- About this task -
Find the word "rarity" in the data. Return every line where it appears.

- Data section -
*** Begin section ***
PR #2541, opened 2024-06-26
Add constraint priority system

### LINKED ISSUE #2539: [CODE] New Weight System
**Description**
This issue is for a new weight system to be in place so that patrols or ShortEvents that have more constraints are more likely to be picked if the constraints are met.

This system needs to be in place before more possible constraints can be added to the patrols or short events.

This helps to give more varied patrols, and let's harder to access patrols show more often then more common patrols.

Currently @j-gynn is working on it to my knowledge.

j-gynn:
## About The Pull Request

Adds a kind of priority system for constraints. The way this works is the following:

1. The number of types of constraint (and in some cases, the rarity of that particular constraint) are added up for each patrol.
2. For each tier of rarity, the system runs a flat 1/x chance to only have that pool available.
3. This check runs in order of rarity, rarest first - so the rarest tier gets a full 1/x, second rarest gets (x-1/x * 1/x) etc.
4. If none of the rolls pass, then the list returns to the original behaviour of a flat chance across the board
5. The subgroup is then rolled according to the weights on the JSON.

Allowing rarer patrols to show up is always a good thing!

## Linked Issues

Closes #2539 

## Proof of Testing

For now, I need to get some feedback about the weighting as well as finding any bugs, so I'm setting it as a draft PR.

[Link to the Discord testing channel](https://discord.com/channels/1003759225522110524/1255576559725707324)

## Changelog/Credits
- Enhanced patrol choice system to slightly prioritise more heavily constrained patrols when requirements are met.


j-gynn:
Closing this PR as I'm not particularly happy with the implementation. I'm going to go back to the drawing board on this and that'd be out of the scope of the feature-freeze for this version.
*** End section ***
- Answer box -
1. The number of types of constraint (and in some cases, the rarity of that particular constraint) are added up for each patrol.
2. For each tier of rarity, the system runs a flat 1/x chance to only have that pool available.
3. This check runs in order of rarity, rarest first - so the rarest tier gets a full 1/x, second rarest gets (x-1/x * 1/x) etc.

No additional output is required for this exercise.